01.01.

  • Inkrafttreten der Beschlüsse der Volkskammer über ein neues Zivilgesetzbuch und über die Verlängerung der Wahlperiode der Volkskammer und der Bezirkstage von vier auf fünf Jahre.

14.03.

  • Frankreich scheidet aus dem Europäischen Währungsverbund aus.

30.03.

  • Unterzeichnung eines Regierungsabkommens DDR-BRD auf dem Gebiet des Post- und Fernmeldewesens sowie eines Verwaltungsabkommens.

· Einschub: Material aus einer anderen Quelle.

PR #4858, opened 2025-12-19
PMM-14655 Add listeners for settings change and service added

matejkubinec:
PMM-14655

FB: SUBMODULES-4167

Related PRs:
- https://github.com/percona/grafana/pull/864


ui/apps/pmm/src/contexts/grafana/grafana.provider.tsx
```diff
@@ -34,6 +36,13 @@ export const GrafanaProvider: FC<PropsWithChildren> = ({ children }) => {
   const location = useLocation();
   const navigate = useNavigate();
 
+  const { refetch: refetchSettings } = useSettings({
+    enabled: false,
+  });
+  const { refetch: refetchServiceTypes } = useServiceTypes({
+    enabled: false,
+  });
+
```
dmitri-saricev-3pillargloball, line 45: The main thing I noticed - listener cleanup, the listeners are being added, but I don't see them getting removed:

  messenger.addListener({
    type: 'SETTINGS_CHANGED',
    onMessage: () => refetchSettings(),
  });

  This could cause a memory leak if the component remounts (like during navigation) - you'd keep stacking up listeners. The fix is pretty simple, though, just need to return a cleanup function:


  useEffect(() => {
    const settingsListener = messenger.addListener({
      type: 'SETTINGS_CHANGED',
      onMessage: () => refetchSettings(),
    });

    const serviceListener = messenger.addListener({
      type: 'SERVICE_ADDED',
      onMessage: () => refetchServiceTypes(),
    });

    return () => {
      messenger.removeListener(settingsListener);
      messenger.removeListener(serviceListener);
    };
  }, [refetchSettings, refetchServiceTypes]);

ui/apps/pmm/src/contexts/grafana/grafana.provider.tsx
```diff
@@ -34,6 +36,13 @@ export const GrafanaProvider: FC<PropsWithChildren> = ({ children }) => {
   const location = useLocation();
   const navigate = useNavigate();
 
+  const { refetch: refetchSettings } = useSettings({
+    enabled: false,
+  });
```
dmitri-saricev-3pillargloball, line 41: Quick question about initial data loading

  I see you're creating these queries with enabled: false:

  const { refetch: refetchSettings } = useSettings({
    enabled: false,
  });

  Just want to make sure I understand - are these queries being run somewhere else on initial load? If not, the UI might not have this data until the first event comes in. Might be worth a quick double-check, or if it's intentional, maybe add a comment so future devs know what's up ))))

ui/apps/pmm/src/contexts/grafana/grafana.provider.tsx
```diff
@@ -95,10 +104,22 @@ export const GrafanaProvider: FC<PropsWithChildren> = ({ children }) => {
       },
     });
 
+    messenger.addListener({
+      type: 'SETTINGS_CHANGED',
+      onMessage: () => refetchSettings(),
+    });
+
```
dmitri-saricev-3pillargloball, line 111: **A few other things to consider (not blockers, just ideas):**

Error handling on refetch:
Right now if the refetch fails, it'll be silent. Maybe worth catching errors and showing a toast or logging them? Totally up to you though:

  onMessage: async () => {
    try {
      await refetchSettings();
    } catch (error) {
      console.error('Failed to refetch settings:', error);
    }
  }

ui/apps/pmm/src/contexts/grafana/grafana.provider.tsx
matejkubinec: The initial fetch of settings is in `SettingsProvider`. This is just used for refetching when triggered from the Grafana side.

ui/apps/pmm/src/contexts/grafana/grafana.provider.tsx
matejkubinec: Good catch, I've updated the unregister method in messenger to clear the listeners.

ui/apps/pmm/src/contexts/grafana/grafana.provider.tsx
matejkubinec: I don't think there's a need to notify the user about it failing.

dmitri-saricev-3pillargloball (approved):

fabio-silva (approved):

YashSartanpara1 (approved):

PR #5462, opened 2026-06-07
PMM-7 Re-license  PMM "utils/"

ademidoff:
**Why**

PMM Client must remain fully open source under a permissive license. The client code (`agent/`, `admin/`) is already licensed under Apache 2.0, but it depends on several packages in `utils/`, which until now were licensed under AGPL-3.0:

- utils/sqlrows
- utils/logger
- utils/tlsconfig
- utils/sqlmetrics
- utils/pdeathsig
- utils/nodeinfo
- utils/enums
- utils/errors

Shipping an Apache-2.0 client that links AGPL-3.0 dependencies creates a licensing mismatch: the copyleft (AGPL) terms propagate into the otherwise permissively-licensed client, undermining the "fully open source / permissive" guarantee and creating friction for downstream consumers.

This PR re-licenses utils/ to Apache 2.0 so that all dependencies of PMM Client share a single, consistent permissive license. As Percona LLC is the sole copyright holder of this code, we are free to relicense it.

**Changes**

- Replaced the AGPL-3.0 header with the Apache 2.0 header in all 22 `utils/**/*.go` files (copyright line preserved).
- Added utils/LICENSE (Apache 2.0), matching the existing agent/LICENSE and admin/LICENSE.
- Updated `.licenserc.yaml`: moved `utils/**` into the Apache-2.0 header group and excluded it from the AGPL group, mirroring how `agent/` and `admin/` are configured.

The repository root LICENSE remains AGPL-3.0 — it governs PMM Server overall; this change only scopes the shared `utils/` packages used by the client.

**Verification**

`make check-license` passes with 0 invalid files across both the AGPL and Apache header groups.

### DIFF
--- a/utils/depstests/depstests.go
+++ b/utils/depstests/depstests.go
@@ -1,17 +1,16 @@
 // Copyright (C) 2023 Percona LLC
 //
-// This program is free software: you can redistribute it and/or modify
-// it under the terms of the GNU Affero General Public License as published by
-// the Free Software Foundation, either version 3 of the License, or
-// (at your option) any later version.
+// Licensed under the Apache License, Version 2.0 (the "License");
+// you may not use this file except in compliance with the License.
+// You may obtain a copy of the License at
 //
-// This program is distributed in the hope that it will be useful,
-// but WITHOUT ANY WARRANTY; without even the implied warranty of
-// MERCHANTABILITY or FITNESS FOR A PARTICULAR PURPOSE. See the
-// GNU Affero General Public License for more details.
+//	http://www.apache.org/licenses/LICENSE-2.0
 //
-// You should have received a copy of the GNU Affero General Public License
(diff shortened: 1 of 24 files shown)


JiriCtvrtka (approved):

utils/depstests/depstests.go
```diff
@@ -1,17 +1,16 @@
 // Copyright (C) 2023 Percona LLC
```
maxkondr, line 1: if we change a license - shall year be changed?

maxkondr (approved):

utils/depstests/depstests.go
ademidoff: No, for two reasons:
1. Too much noise - we would have to be consistent and bump up the rest
2. The license year does not have to be this year, since we own the code since long

So, we retroactively changed the license of "utils/", which is good for community.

Einrichtung eines Durchwählverkehrs bei Telefonaten.

01.04.

  • Die Bundesregierung gibt bekannt: 1975 erhielten durch Verhandlungen 5.499 DDR-Bürger eine Ausreisegenehmigung und 1.200 politische Gefangene konnten in die BRD entlassen werden.

23.04.

  • Eröffnung des "Palastes der Republik" auf dem Marx-Engels-Platz in Berlin (Ost) am früheren Standort des Stadtschlosses.

09.05.

  • Ulrike Meinhof wird in ihrer Zelle erhängt aufgefunden.

18.05.

  • IX. Parteitag der SED in Berlin (Ost) (18. bis 22. Mai). Ein neues Parteiprogramm und Parteistatut werden angenommen. Erich Honecker wird zum Generalsekretär der SED gewählt.

27.05.

  • :Gemeinsamer Beschluss des ZK der SED, des FDGB-Vorstandes und des Ministerrates über die planmäßige Verbesserung der Arbeits- und Lebensbedingungen der Werktätigen. Erhöhung der Mindestlöhne und Mindestrenten.

28.05.

  • Die USA und die UdSSR unterzeichnen ein Abkommen über die Begrenzung der unterirdischen Atomwaffenversuche.

24.06.

  • Verabschiedung des Gesetzes zur Verlängerung der Legislaturperiode von Volkskammer und Bezirkstagen auf fünf Jahre.

07.07.

  • Gustav Heinemann stirbt in Essen.

09.09.

  • Der Tod Mao Tse-tungs wird in Peking bekannt gegeben.

03.10.

  • Wahl zum 8. Deutschen Bundestag.

17.10.

  • Wahl zur Volkskammer in der DDR.

29.10.

  • Horst Sindermann wird Präsident der Volkskammer, Erich Honecker Vorsitzender des Staatsrates und Verteidigungsrates, Willi Stoph Vorsitzender des Ministerrates.

03.11.

  • Der Schriftsteller Rainer Kunze wird aus dem Schriftstellerverband der DDR ausgeschlossen. Er reist am 14. Juli 1977 in die BRD aus.

13.11.

  • In Brokdorf protestieren 20.000 Menschen gegen den geplanten Bau eines Atomkraftwerkes. 160 Personen werden bei Auseinandersetzungen mit der Polizei verletzt.

16.11.

  • Wolf Biermann wird nach einem Konzert in Köln, das von der ARD übertragen wird, aus der DDR ausgebürgert. Zahlreiche Künstler, die sich für seine Wiedereinbürgerung einsetzen, folgen ihm in den Westen. Eva-Maria und Nina Hagen, Katharina Thalbach, Manfred Krug, Angelika Domröse und Hilmar Thate sind einige prominente Vertreter.

26.11.

  • Willy Brandt wird zum Vorsitzenden der Sozialistischen Internationale gewählt. Der DDR-Regimekritiker Robert Havemann wird unter Hausarrest gestellt.

14.12.

  • Karl Carstens (CDU) wird zum Bundestagspräsidenten gewählt.

15.12.

  • Helmut Schmidt wird von der sozialliberalen Koalition erneut zum Bundeskanzler gewählt.

22.12.

  • Dem ARD-Korrespondenten Lothar Loewe wird von den DDR-Behörden die Akkreditierung entzogen.